TASK GOAL:
Start with the first line of the data and end with the line that holds "Example: island of"; write out each one exactly.

GIVEN ENTRIES:
PR #560, opened 2022-10-10
Require shield icon PRs to add lines to test gallery

claysmalley:
Since the shield test gallery's introduction (#543), it's grown a little as more shield icons have been added. This PR makes it explicit that new shield icons meant for text overlay should be added to the gallery when submitting a PR.

### DIFF
--- a/CONTRIBUTING.md
+++ b/CONTRIBUTING.md
@@ -163,6 +163,8 @@ boilerplate in `scripts/taginfo_template.json`.
 2. If you are introducing a novel approach to depicting a layer or feature
    property from the OpenMapTiles schema, document how the corresponding
    OpenStreetMap key or tag is used in `scripts/taginfo_template.json`.
+3. If any shield background icons are introduced, add lines to `src/shieldtest.js`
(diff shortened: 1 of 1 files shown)


CONTRIBUTING.md
```diff
@@ -163,6 +163,8 @@ boilerplate in `scripts/taginfo_template.json`.
 2. If you are introducing a novel approach to depicting a layer or feature
    property from the OpenMapTiles schema, document how the corresponding
    OpenStreetMap key or tag is used in `scripts/taginfo_template.json`.
+3. If any shield background icons are introduced, add lines to `src/shieldtest.js`
+   to demonstrate overlaid text on each of them.
```
1ec5, line 167: Would it be possible to generate this list automatically, as with the status map?

1ec5 (approved):

ZeLonewolf (approved):
Sounds good to me.

CONTRIBUTING.md
claysmalley: Maybe, though it's more work than I'm willing to commit to right now.

PR #561, opened 2022-10-10
Add rendering for capital=3, same as capital=4

Blijbol:
Cities with capital=3 are state capitals that are at least as important as state capitals with capital=4, so these cities should receive at least equal rendering. [Based on this OpenMapTiles comment.](https://github.com/openmaptiles/openmaptiles/pull/1401#issuecomment-1155742393).

Example: island of Sint Maarten / Saint-Martin, with a capital=3 city on each side.

| Before | After |
|---|---|
| Firefox_Screenshot_2022-10-10T21-08-51 519Z | Firefox_Screenshot_2022-10-10T21-08-37 203Z |

### DIFF
--- a/scripts/taginfo_template.json
+++ b/scripts/taginfo_template.json
@@ -20,6 +20,14 @@
     },
     {
       "key": "capital",
+      "value": "3",
+      "object_types": ["node"],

WORKED SOLUTION:
PR #560, opened 2022-10-10
Require shield icon PRs to add lines to test gallery

claysmalley:
Since the shield test gallery's introduction (#543), it's grown a little as more shield icons have been added. This PR makes it explicit that new shield icons meant for text overlay should be added to the gallery when submitting a PR.

### DIFF
--- a/CONTRIBUTING.md
+++ b/CONTRIBUTING.md
@@ -163,6 +163,8 @@ boilerplate in `scripts/taginfo_template.json`.
 2. If you are introducing a novel approach to depicting a layer or feature
    property from the OpenMapTiles schema, document how the corresponding
    OpenStreetMap key or tag is used in `scripts/taginfo_template.json`.
+3. If any shield background icons are introduced, add lines to `src/shieldtest.js`
(diff shortened: 1 of 1 files shown)


CONTRIBUTING.md
```diff
@@ -163,6 +163,8 @@ boilerplate in `scripts/taginfo_template.json`.
 2. If you are introducing a novel approach to depicting a layer or feature
    property from the OpenMapTiles schema, document how the corresponding
    OpenStreetMap key or tag is used in `scripts/taginfo_template.json`.
+3. If any shield background icons are introduced, add lines to `src/shieldtest.js`
+   to demonstrate overlaid text on each of them.
```
1ec5, line 167: Would it be possible to generate this list automatically, as with the status map?

1ec5 (approved):

ZeLonewolf (approved):
Sounds good to me.

CONTRIBUTING.md
claysmalley: Maybe, though it's more work than I'm willing to commit to right now.

PR #561, opened 2022-10-10
Add rendering for capital=3, same as capital=4

Blijbol:
Cities with capital=3 are state capitals that are at least as important as state capitals with capital=4, so these cities should receive at least equal rendering. [Based on this OpenMapTiles comment.](https://github.com/openmaptiles/openmaptiles/pull/1401#issuecomment-1155742393).

Example: island of Sint Maarten / Saint-Martin, with a capital=3 city on each side.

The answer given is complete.